- Mizuho analyst James Lee reiterated Buy on Uber Technologies, Inc UBER with a $46 price target.
- Based on airport and airline tracking in the U.S. and Europe, the analyst anticipates a rebound in the 2H22, which is positive for airport use cases, a high-margin business.
- Furthermore, use cases like commuting back to FY19 levels and expected room for improvement in the social gathering still lag vs.
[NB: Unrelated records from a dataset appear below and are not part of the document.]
PR #2546, opened 2023-06-07
RHCLOUD-26169	[CYPRESS] Add test to add things to favorites

rsun19:
- As requested, intercepted `/user` and `/favorited-service` requests.
- Tested using the API Management block.
- Used control flow. If POST request isn't intercepted (meaning favorites is broken), the script throws an exception.
- Let me know if there's something that needs to be in there that I didn't add.
- Update: added assertions for starring and seeing if it has been added to favorites
--> also switched to use All Services Page to make testing simpler and more reliable!


karelhala:
@rsun19 looking good! Can you fix the failing lint errors? Once they are green we can merge this!

rsun19:
Fixed lint issues!

karelhala (commented):
Looking good! I just have a question about the static responses. We want to test E2E with these tests, it's expected to take a while and I think that keeping these static responses would effectively beat the purpose of these tests.

rsun19:
> Looking good! I just have a question about the static responses. We want to test E2E with these tests, it's expected to take a while and I think that keeping these static responses would effectively beat the purpose of these tests.

Unless I misunderstood Martin, I think he said to intercept the requests. Maybe we can ask him when he gets back

Hyperkid123:
@karelhala yeah, I am worried about us interfering with the other e2e tests. We will need a unique account before we can start making this persistent.

karelhala (approved):

PR #2549, opened 2023-06-08
RHCLOUD-26168 [CYPRESS] Add test to load landing page

rsun19:
Intensive testing that takes ~22 seconds to complete. I tried to make it as maintainable as possible by including variables in case the test needs to change in the future.

OVERVIEW:
1. Intercepts last visited links & favorited services
2. Cross-references last visited service names, favorited services, and clicks on "next button" for favorited services.
3. Counts number of slides in DOM, tests the "next" button next to the slides
4. Cross references & counts the service names under `Get started with Hybrid Cloud Console capabilities`.

Let me know if there are any other testing I need to do.


karelhala:
Looking hella good! Can you fix the failing lint test?

rsun19:
Fixed lint issues!

Also added `cy.visit('/');` because in some instances, the window hangs after reload. This mitigates it.

cypress/e2e/release-gate/landing-page.cy.ts
```diff
@@ -1,17 +1,250 @@
...
+          'application-services': true,
+        },
+      },
+    });
+    cy.wait(3000);
+    cy.contains('API Management').should('exist');
+    cy.get('.pf-c-button.pf-m-plain').eq(1).click();
+    for (let i = 0; i < FAVORITED_OVERFILLS.length; i++) {
+      cy.get('.chr-c-favorite-service__tile').eq(i).find('.pf-u-mb-sm').should('contain', FAVORITED_OVERFILLS[i]);
+    }
```
karelhala, line 224: No need to use `for`, let's use `forEach` for better readability
```suggestion
    FAVORITED_OVERFILLS.forEach((item, idx) => {
      cy.get('.chr-c-favorite-service__tile').eq(idx).find('.pf-u-mb-sm').should('contain', item);
    })
```

cypress/e2e/release-gate/landing-page.cy.ts
```diff
@@ -1,17 +1,250 @@
...
     cy.contains('View my favorite services').should('exist');
+    cy.contains('Recently visited').should('exist');
+    for (let i = 0; i < lastVisitedArray.length; i++) {
```
karelhala, line 227: Same as above, `for` is less readable then `forEach`.

karelhala (commented):
Looking good, just changing the `for` loop over to `forEach` might be a better fit. I am trying to think if this doesn't kill the e2e testing if we'd keep the JSONs static for each test. We want to test the full stack with these tests and it beats the purpose if we're going to keep the JSONs static.

rsun19:
Let me know what you decide. The test will probably increase in time dramatically if JSON is not static

Hyperkid123:
@karelhala 
>  I am trying to think if this doesn't kill the e2e testing if we'd keep the JSONs static for each test. We want to test the full stack with these tests and it beats the purpose if we're going to keep the JSONs static.

We will need a custom account for this. We are currently using the common qa account. Meaning that any changes we make, will have a persistent impact which might mess with other e2e testing that is happening. I'd say, let's switch but only once we have a unique account for these tests.

rsun19:
Fixed merge conflicts

cypress/e2e/release-gate/landing-page.cy.ts
```diff
@@ -1,8 +1,258 @@
...
+    }
+    for (let i = 0; i < NUM_SLIDE_ELEMENTS - 1; i++) {
+      cy.get('.slick-arrow.slick-next').should('exist');
+      cy.wait(1000);
+      cy.get('.slick-arrow.slick-next').click();
+    }
+    cy.get('.slick-arrow.slick-next.slick-disabled').should('exist');
+    for (let i = 0; i < FRONT_PAGE_SERVICES.length; i++) {
+      cy.get('.pf-l-gallery.pf-m-gutter')
+        .eq(1)
```
catastrophe-brandon, line 242: Could you elaborate on the meaning of `.eq(1)` here?

cypress/e2e/release-gate/landing-page.cy.ts
```diff
@@ -16,9 +266,10 @@ describe('Landing page', () => {
   });
 
   it('tooltip is shown when hovering over the gear/question icon', () => {
+    cy.visit('/');
     cy.login();
-
     cy.visit('/');
+    cy.reload();
```
catastrophe-brandon, line 272: Why is a reload necessary here? A one-line comment might help explain.

cypress/e2e/release-gate/landing-page.cy.ts
```diff
@@ -1,8 +1,258 @@
+// Declared variables to increase reusability if making breaking change!
+const lastVisitedJSON =
```
catastrophe-brandon, line 2: Is this an e2e test or a component test? If it's a component-level test then hard-coded JSON is probably fine. For an e2e test, I would expect the data to be produced through user interactions with the page.

cypress/e2e/release-gate/landing-page.cy.ts
rsun19: For reference for anyone who reads this, my internship ended so I can't change any of this if I wanted to... That being said, the `.reload()` is there because sometimes, when not reloaded, the DOM tree fails to render correctly, which fails some of the tests

cypress/e2e/release-gate/landing-page.cy.ts
rsun19: If I remember correctly, there are multiple elements named `.pf-l-gallery.pf-m-gutter`, so the `.eq(1)` is there to tell Cypress that we are looking for the second element of `.pf-l-gallery.pf-m-gutter` that appears on the page

cypress/e2e/release-gate/landing-page.cy.ts
rsun19: I had this question before. If nothing changed from then, read Martin's comment above and ping him if it should be done differently --- "We will need a custom account for this. We are currently using the common qa account. Meaning that any changes we make, will have a persistent impact which might mess with other e2e testing that is happening. I'd say, let's switch but only once we have a unique account for these tests."

cypress/e2e/release-gate/landing-page.cy.ts
rsun19: Maybe there's a better way to do this, but I am not sure

cypress/e2e/release-gate/landing-page.cy.ts
Hyperkid123: @catastrophe-brandon we need a new testing account. We have run into issues that were false negative results because during the test run someone else was using the testing account in the same area. Once we have one, we can remove the intercept definitions.

karelhala:
Closing in favor of https://github.com/RedHatInsights/insights-chrome/pull/2668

FY19.
- Considering seasonality, consensus Gross Booking Q/Q growth for 4Q22 appears conservative as the seasonal lift is below historical patterns, especially with UBER gaining market share in recent quarters due to rational competition.
- Heading into 1Q23, the analyst believes that comps are more accessible as the same quarter last year experienced two months of rising omicron infections.
- Food delivery market shares have been relatively stable in the U.S. and Europe, consistent with management's strategy of optimizing EBITDA while maintaining share.
- Holistically, the food delivery business competition has become rational, so the margin profile has become more attractive.
- As a result, Uber Eats has consistently outperformed its target of 5% incremental EBITDA margins on GB over the past few quarters.
- The slowing economy has positively impacted driver supply and customer acquisitions, two major cost items for ridesharing.
- As a result, driver incentives came down meaningfully compared to 2Q22 but still elevated compared to FY19, indicating more room to go down in FY23.
- At the same time, customer acquisition costs remained subdued due to competitors pulling back on consumer incentives.
- With that in mind, the analyst expects the take rate to stay upward.
- Price Action: UBER shares traded higher by 3.81% at $30.76 on the last check Tuesday.